About this exercise >>
Output, without alteration, the first line of the entries and each line after it, stopping with the line that contains "This PR update".

Extracted data entries:
======

PR #834, opened 2022-08-09
Auth0 react

### LINKED ISSUE #335: Authentication broken for safari
<a href="https://github.com/landonreed"></img></a> **Issue by [landonreed](https://github.com/landonreed)**
_Tuesday Jul 24, 2018 at 14:38 GMT_
_Originally opened as https://github.com/catalogueglobal/datatools-ui/issues/226_

----

It appears that [cross-origin authentication](https://auth0.com/docs/cross-origin-authentication) is broken for safari. Steps to recreate:

1. Open localhost in safari
2. Attempt to log in
3. `authorize` request to Auth0 fails (page will not load).

It looks like this authorize endpoint is also failing in other browsers (e.g. Chrome), but it does not have the effect of locking the user out.

### LINKED ISSUE #518: fetchAppInfo called every time a component mounts

Each time a component mounts, the app info (which contains config info and version info) is fetched:
https://github.com/ibi-group/datatools-ui/blob/af931edc5e9ee3cff446cb3b5d751853251a9390/lib/common/containers/App.js#L44-L56

## Expected behavior

This probably only needs to occur once -- when the first component mounts. The app info does not change (unless the server were to restart with a new config), so it likely does not need to be refetched each time a user navigates to a new route.

N/A

N/A

latest dev

binh-dam-ibigroup:
### Checklist

- [x] Appropriate branch selected => Using `react-17` because it has react 16+ required by `@auth0/auth0-react`.

### Description

This PR update the auth0 authentication library and refactors code accordingly.
Fix #518, Fix #335.

New front-end configuration parameters:
- `AUTH0_CONNECTION_NAME`: the name of the Auth0 connection used for logging in.

Required backend configuration parameters:
- `AUTH0_PUBLIC_KEY` must now be provided (`AUTH0_SECRET` will no longer be used).

Required changes in the Auth0 tenant:
- The algorithm for encoding the token must be set to `RS256` (this is required by the @auth0/auth0-react library).


lib/public/components/UserAccount.js
```diff
@@ -64,7 +64,12 @@ export default class UserAccount extends Component<Props> {
     if (user.profile) unsubscribeAll(user.profile)
   }
 
-  _onResetPassword = () => auth0.resetPassword()
+  _onResetPassword = () => {
+    if (window.confirm('This action will send you an email to change your password')) {
```
miles-grant-ibigroup: I don't think this confirm is needed. If it was an accident the user can just ignore the email, right?

lib/manager/actions/user.js
```diff
@@ -102,27 +84,12 @@ export function getRecentActivity (user: ManagerUserState) {
...
- *   an infinite loop
+ * Log user out from auth0 and from redux store.
  * @return {Action}  The userLogout action
  */
-export function logout (logoutFromAuth0: ?boolean = true) {
-  if (logoutFromAuth0) {
-    auth0.logout()
+export function logout (auth0Interface: Auth0ContextInterface) {
+  if (auth0Interface) {
+    auth0Interface.logout({ returnTo: window.location.origin })
```
miles-grant-ibigroup, line 92: This line seems to be causing issues in Firefox/Safari/Chrome. I'm getting a refresh loop even after clearing local storage/cookies. Every time the page loads I'm redirected to the auth0 logout page which then redirects back to localhost, etc.

It might be a configuration issue, but we should still avoid this behavior. Perhaps a cookie or local storage variable to signify that a redirect has already happened? A `noredirect` flag or similar on the target URL?

lib/common/containers/ActiveUserRetriever.js
```diff
@@ -0,0 +1,41 @@
...
+      // TRICKY: What we are passing to the backend is the id_token portion of the response.
+      // Unlike the access_token portion, the id_token contains the app_metadata info for the user.
+      receiveTokenAndProfile({ profile, token: tokenResponse.id_token })
+    } else if (!isLoading) {
+      logout(auth0)
+    }
+  }, [isAuthenticated, isLoading, profile])
+
+  // Component renders nothing.
+  return null
```
miles-grant-ibigroup, line 45: Given how this app is structured I don't entirely mind these "empty" components, but should we maybe combine them into a single one? Not sure how I feel about these empty components floating around. But it is quite clean as it is, so perhaps I'll leave this one up to the second reviewer

miles-grant-ibigroup (changes requested):
Will take a closer look once I get this working for me -- for now just a few high level questions

I'm hoping that the refresh loop is my fault not configuring things properly! Looking forward to seeing this in action

lib/common/containers/ActiveUserRetriever.js
binh-dam-ibigroup: I would prefer to keep each component's concern separate.

lib/manager/actions/user.js
binh-dam-ibigroup: Yes, thanks, there was one missing check I added in https://github.com/ibi-group/datatools-ui/pull/834/commits/2fe29e2f9f3ecd6229dc3222e7a67ac2cd8fa374. That also fixed flicker on Chrome when logging out.

lib/public/components/UserAccount.js
binh-dam-ibigroup: Sure, updated in https://github.com/ibi-group/datatools-ui/pull/834/commits/a871c71c89865ccd87f4ae423a487d7293684cc1.

lib/common/containers/ActiveUserRetriever.js
```diff
@@ -0,0 +1,41 @@
...
+  // update the user info in the redux state.
+  useEffect(async () => {
+    if (isAuthenticated) {
+      const tokenResponse = await auth0.getAccessTokenSilently({
+        detailedResponse: true
+      })
+      // TRICKY: What we are passing to the backend is the id_token portion of the response.
+      // Unlike the access_token portion, the id_token contains the app_metadata info for the user.
+      receiveTokenAndProfile({ profile, token: tokenResponse.id_token })
+    } else if (!isLoading) {
```
miles-grant-ibigroup, line 34: I think `isLoading` might have some unstable behavior -- I'm seeing the `USER_LOGGED_OUT` redux action firing right after I log in (on Firefox). The result is that the "Learn more about data tools" disappears, but the "Existing users [sign in here](http://localhost:9966/login)." does not disappear!

lib/common/containers/App.js
```diff
@@ -212,12 +123,27 @@ export default class App extends React.Component<AppProps> {
...
+    const routerWithAuth0 = (
+      <Auth0Provider
+        audience=''
+        // Continue to cache tokens in localstorage (speeds up updating login state when refreshing pages).
+        cacheLocation='localstorage'
+        clientId={AUTH0_CLIENT_ID}
+        domain={AUTH0_DOMAIN}
+        onAccessTokenError={this.handleAccessTokenError}
+        onRedirectCallback={this.handleRedirect}
+        // FIXME: This page will briefly flash after login.
```
miles-grant-ibigroup: I haven't been able to log in yet but based on what you said this can probably go!

lib/manager/actions/user.js
```diff
@@ -146,12 +113,36 @@ export function resendEmailConfirmation (user: ManagerUserState): Promise<boolea
...
+        'POST',
+        {
+          client_id: AUTH0_CLIENT_ID,
+          connection: AUTH0_CONNECTION_NAME,
+          email: user.profile.email
+        },
+        true // return the response object itself.
+      )
+    )
+    alert(response.ok
```
miles-grant-ibigroup, line 138: If `ok` is missing from the response will this return false or will it just fail?

miles-grant-ibigroup (changes requested):
Still having problems logging in... I've cleared cache, localStorage, and cookies but still having no luck (Webkit + Firefox)

lib/common/containers/ActiveUserRetriever.js
miles-grant-ibigroup: No errors in the console I should add

lib/manager/actions/user.js
binh-dam-ibigroup: It will treated as if sending the email failed.

lib/common/containers/ActiveUserRetriever.js
binh-dam-ibigroup: The logout action that happens here is equivalent of the one [here](https://github.com/ibi-group/datatools-ui/blob/cc70292c3f9172253e7dbfd477a381d43cad8419/lib/common/user/Auth0Manager.js#L303) and is meant to handle cases when `isAuthenticated` is false (e.g. a login expires) and auth0 is not doing a check in the background for the login status (`isLoading` is false)

miles-grant-ibigroup:
I'm now able to log in, but until I think this should stay blocked until we can confirm that the permissions screen can be removed and that user permissions can be migrated to the new auth0 config.

binh-dam-ibigroup:
> I'm now able to log in, but until I think this should stay blocked until we can confirm that the permissions screen can be removed and that user permissions can be migrated to the new auth0 config.

I did create a new client id for dev purposes, but one thing we can do once this is ready is to update the token algorithms on the current client, so that existing users don't need to be migrated.

miles-grant-ibigroup:
Would this remove the permissions approval screen as well?

miles-grant-ibigroup (approved):

binh-dam-ibigroup:
> Would this remove the permissions approval screen as well?

Per [these docs](https://auth0.com/docs/get-started/applications/confidential-and-public-applications/user-consent-and-third-party-applications), the authorization screen can be skipped, except where `localhost` appears in the auth0 application settings.

lib/common/containers/App.js
```diff
@@ -156,6 +51,19 @@ type AppProps = {
 }
 
 export default class App extends React.Component<AppProps> {
+  handleAccessTokenError = (err: any) => {
+    const newError = new Error('accessToken not received from auth0')
+    console.log(err)
```
daniel-heppner-ibigroup: Should the be a warn or error perhaps?

daniel-heppner-ibigroup (changes requested):
I'm having trouble signing in... Not sure what @miles-grant-ibigroup did to be able to sign in or if I'm doing something wrong. I've updated my configuration. I did notice if I was already signed in on the browser before switching to this branch, then I can't seem to get to the sign in page at all. But in an incognito window I can get to the sign in page, but after signing in, I just get sent back to the main page with the sign in link.

lib/common/components/Login.js
```diff
@@ -1,31 +1,35 @@
...
+          appState: {
+            returnTo: redirectOnSuccess
+          }
+        })
+      } else {
+        // Otherwise just go to the target url.
+        browserHistory.push(redirectOnSuccess)
+      }
+    }
+  }, [isAuthenticated, isLoading, redirectOnSuccess])
```
daniel-heppner-ibigroup, line 34: Is this going to cause the page to redirect any time one of these changes? Could that potentially be a problem?

lib/common/components/Login.js
```diff
@@ -1,31 +1,35 @@
...
+export default function Login ({
+  redirectOnSuccess = window.location.path || '/home'
+}: Props) {
+  const auth0 = useAuth0()
+  const { isAuthenticated, isLoading } = auth0
+  useEffect(() => {
+    if (!isLoading && redirectOnSuccess) {
+      if (!isAuthenticated) {
+        // Show the login page if the user state is not logged in.
+        auth0.loginWithRedirect({
```
daniel-heppner-ibigroup: Extract `loginWithRedirect` above (line 16)

lib/common/components/Login.js
```diff
@@ -1,31 +1,35 @@
...
+          appState: {
+            returnTo: redirectOnSuccess
```
daniel-heppner-ibigroup, line 26: Is this just the regular `auth0` library? I don't think this is the correct argument structure for the redirect url. Perhaps that is why I'm having trouble logging in?
https://auth0.com/docs/libraries/auth0-single-page-app-sdk#login-with-redirect

daniel-heppner-ibigroup: I changed it to redirect_uri as specified in the documentation above, which results in a more helpful auth0 error. 
image
Adding `http://localhost:9966` to the uri causes the error message to change to this. `unauthorized_client: Callback URL mismatch. http://localhost:9966/home/ is not in the list of allowed callback URLs`

lib/common/containers/ActiveUserRetriever.js
```diff
@@ -0,0 +1,41 @@
...
+      logout(auth0)
+    }
+  }, [isAuthenticated, isLoading, profile])
```
daniel-heppner-ibigroup, line 42: This component doesn't seem to be working to grab the user for me. Maybe that's just because I'm not fully getting signed in though. Did it work for you @miles-grant-ibigroup?

daniel-heppner-ibigroup (changes requested):
A few more comments which might be helpful in fixing the bugs....

lib/common/containers/ActiveUserRetriever.js
miles-grant-ibigroup: It took a lot of fiddling with auth0 settings to get right. I think some sort of migration guide/plan is crucial to getting this PR through fully

binh-dam-ibigroup: Actually, what appears to be a migration issue comes from the need to copy datatools permissions for the test client app in Auth0 I created for this PR. When this is merged, the idea is to switch the existing Auth0 app to use the new RS256 algorithm, in which case no user migration will be needed.

lib/common/components/Login.js
binh-dam-ibigroup: The scenario to keep in mind involves a user pasting a URL to a feed version or editor page (e.g. URLs containing `/feed/...`, `/editor/...`). When directly using `redirectUri`, each of the full paths must be whitelisted as callback URLs, which is impractical, whereas with `appState.returnTo`, only the root path needs to be passed to `redirectUri` in the `<Auth0Provider>` and whitelisted in the callback URLs.

lib/common/components/Login.js
binh-dam-ibigroup: Actually the purpose of this component is to redirect ASAP, so nothing happens (and nothing is rendered) until variables change so that the redirect condition is met.

binh-dam-ibigroup: I added the JSDoc about redirecting in https://github.com/ibi-group/datatools-ui/pull/834/commits/0260d14e0fc52e7ebbd8eb1359c13032345feb2b.

lib/common/components/Login.js
binh-dam-ibigroup: Thanks, handled in https://github.com/ibi-group/datatools-ui/pull/834/commits/d1e6d87914721e2a9fef5f5aac11cb0df7e64e01.

lib/common/containers/ActiveUserRetriever.js
binh-dam-ibigroup: auth0-react returns an error message if for some reason it is not able to process the login in the situation that Daniel describes above.  With https://github.com/ibi-group/datatools-ui/pull/834/commits/2e33a20b6f5e07577e55896a86202d7572d682f3, that message will be shown to help with troubleshooting.

lib/common/containers/App.js
binh-dam-ibigroup: Copy pasta... I can't recall why I created that handler in another repo, but it turns out `Auth0Provider` does not have an `onAccessTokenError` callback so I have deleted it in https://github.com/ibi-group/datatools-ui/pull/834/commits/d1e6d87914721e2a9fef5f5aac11cb0df7e64e01...

lib/common/containers/ActiveUserRetriever.js
binh-dam-ibigroup: @daniel-heppner-ibigroup Try again and see if an error message is shown after logging in.

daniel-heppner-ibigroup (approved):
Thank you for the changes and helping me fix the problems I had!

======

Output for this task >>
PR #834, opened 2022-08-09
Auth0 react

### LINKED ISSUE #335: Authentication broken for safari
<a href="https://github.com/landonreed"></img></a> **Issue by [landonreed](https://github.com/landonreed)**
_Tuesday Jul 24, 2018 at 14:38 GMT_
_Originally opened as https://github.com/catalogueglobal/datatools-ui/issues/226_

----

It appears that [cross-origin authentication](https://auth0.com/docs/cross-origin-authentication) is broken for safari. Steps to recreate:

1. Open localhost in safari
2. Attempt to log in
3. `authorize` request to Auth0 fails (page will not load).

It looks like this authorize endpoint is also failing in other browsers (e.g. Chrome), but it does not have the effect of locking the user out.

### LINKED ISSUE #518: fetchAppInfo called every time a component mounts

Each time a component mounts, the app info (which contains config info and version info) is fetched:
https://github.com/ibi-group/datatools-ui/blob/af931edc5e9ee3cff446cb3b5d751853251a9390/lib/common/containers/App.js#L44-L56

## Expected behavior

This probably only needs to occur once -- when the first component mounts. The app info does not change (unless the server were to restart with a new config), so it likely does not need to be refetched each time a user navigates to a new route.

N/A

N/A

latest dev

binh-dam-ibigroup:
### Checklist

- [x] Appropriate branch selected => Using `react-17` because it has react 16+ required by `@auth0/auth0-react`.

### Description

This PR update the auth0 authentication library and refactors code accordingly.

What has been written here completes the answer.